La zona neutra. Lo que vale, lo que se pide, lo que se espera de ti.

Te cruzas con gente por la calle, en el autobús, en el metro, y es gente, solo gente. No son individuos, ni casi humanos, son fachadas, mobiliario urbano, atrezzo en movimiento. Y tú, que te crees diferente, para ellos también eres gente, solo gente, una pieza sin importancia en el tablero, un peón prescindible en el juego.

¿Quién eres? ¿Quién soy? A veces se vislumbra, solo a veces, si te fijas. Pasa cuando miras a alguien sin que se percate de tu mirada, y va pensando en sus cosas, ensimismado, como si no estuviera rodeado de gente en ese autobús repleto, como en la ensoñación de un recuerdo placentero. Existe un momento en el que la máscara de camuflaje se desliza y te deja ver el ser que palpita debajo de ella. Lo sientes en una sonrisa apenas perceptible, en un parpadeo que dura un segundo más de lo normal, o una lágrima que parece asomar. Son instantes en los que aparece la intimidad, la particularidad, la levedad del ser. Pero dura solo hasta que se da cuenta de que puede estar siendo observado y, entonces, cambia de actitud, vuelve a tensar su rostro y adopta la postura que quiere mostrar, la neutra, la que no dice nada de ti, de lo que sientes ni padeces, ni triste ni alegre, con la simpatía justa, con la indolencia necesaria para no afectar ni que te afecte demasiado lo que te rodea, viajero de porcelana.

La mayor parte de la vida somos apariencia y no esencia. Y lo preocupante es cuando creemos ser lo que aparentamos y nos olvidamos o avergonzamos de lo que habita en nosotros, lo más valioso, la parte creadora, la que siente y construye, la luz que no envejece.

Cuando escribo, me libero, me desnudo, me destripo, lleno de vísceras y sangre el escritorio, es como una autopsia de un cuerpo que palpita, disecciono mis restos, exploro mis complejos, mis inseguridades y mis miedos. Me hago llorar y reír como un idiota, me expongo y me critico, me acepto y me rechazo. Me siento a gusto adoptando la personalidad de una mujer al escribir, perdonad mi torpeza, adoro a las mujeres y lo femenino, lo envidio. Creo que la esencia de cada uno carece de género, pero lo que tenemos de humano nos condiciona, la química y las hormonas juegan sucio, a veces, con el intelecto. El cuerpo que nos sirve de vehículo en este efímero viaje es parte de nosotros, nos guste o no, es necesario pactar con él, cuestión de salud y sexo.

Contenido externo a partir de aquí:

Issue #202, opened 2019-05-28
Create functions to return short and long string descriptions from items


jessxia:
Write functions to return the short and long descriptions stored in our item structs. This will be used in WDL's tests of their load_item functions (issue #179). It will also be useful for returning descriptions for actions like LOOK.

jessxia:
Added said functions; then added condition so that NULL items to return NULL. Added tests for both created and NULL items in test_items.c.

lydiafilipe:
Issue Score: ✓+

Comments:
Nice work! It seems like this was a small issue so progress updates weren't super necessary but make sure to keep up with those on bigger issues.

PR #254, opened 2019-06-01
Adding get description from item functions to game-state/dev

jessxia:
Added two functions, get_sdesc_item and get_ldesc_item into item.h and item.c. These functions return the short and long descriptions stored in an item (for issue #202). Also added two tests into test_items.c to test these functions.

### DIFF
--- a/src/game-state/include/item.h
+++ b/src/game-state/include/item.h
@@ -74,6 +74,7 @@ int item_free(item_t *item_tofree);
  *
  * Returns:
  *  short description string
+ *  NULL if item is NULL
  */
 char *get_sdesc_item(item_t *item);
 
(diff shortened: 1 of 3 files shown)


a-matai:
Can you add a test for if there is no ldesc / if taken from a null item? 

Code is fine, but I'd suggest a check incase a null item is fed in?

jessxia:
NULL items now return NULL for both functions :))

a-matai:
Yay!

jessxia:
Get_sdesc_item and get_ldesc_item were added to our item module to return short and long descriptions of items, or NULL if NULL item. Tests were written and pass.

lydiafilipe:
Issue Score: ✓+

Comments:
Nice work! Though it's important that the reviewers approve explicitly on github.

Escribir es mi forma de explorar lo que realmente soy, de encontrarme con el ser que creo ser. Podría hablar de alma y espíritu, pero no creo en nada que nos trascienda. Creo que la vida ya es bastante importante en sí misma, concentrémonos en ella y adoptemos actitudes reales, conscientes y respetuosas con lo que nos rodea y con quienes compartimos este mundo. Si existe algo más no me preocupa, a todos nos espera lo mismo seas creyente o no. Creo que deberíamos emplear esa energía en lo que tenemos… hay tanto por hacer y por mejorar… ¿No os parece?

¡Dios! parezco un predicador de púlpito improvisado camuflado entre líneas. Perdón.

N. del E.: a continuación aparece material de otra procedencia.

PR #258, opened 2019-06-02
Cli integration with UI and new context struct

ecoble:
This pull request completes integration of UI and CLI from CLI's end. Changes made include:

Supongo que cada uno encontrará, si la busca, la manera de estar a gusto con su yo interno, libre de máscaras, actitudes exageradas y disfraces inútiles. Yo voy a ir limpiando de sangre mi escritorio y recomponiendo mis órganos dentro de mi cuerpo, todo bien ordenadito, como me gusta a mí.

¿Sabéis? Quería hacer especial mención a mi hermano pequeño. Él ha transitado por varias etapas de su vida, muchas de ellas bastante complicadas, y creo que ha encontrado su verdadera esencia, la que tenemos de pequeño y se va perdiendo y corrompiendo por el tiempo y las circunstancias. Alejandro la encontró a través de su especial e intenso amor por la naturaleza, por el campo, las plantas y los animales (sin desmerecer el amor por su familia, claro está) pero creo que ese fue su camino o, al menos, gran parte de él.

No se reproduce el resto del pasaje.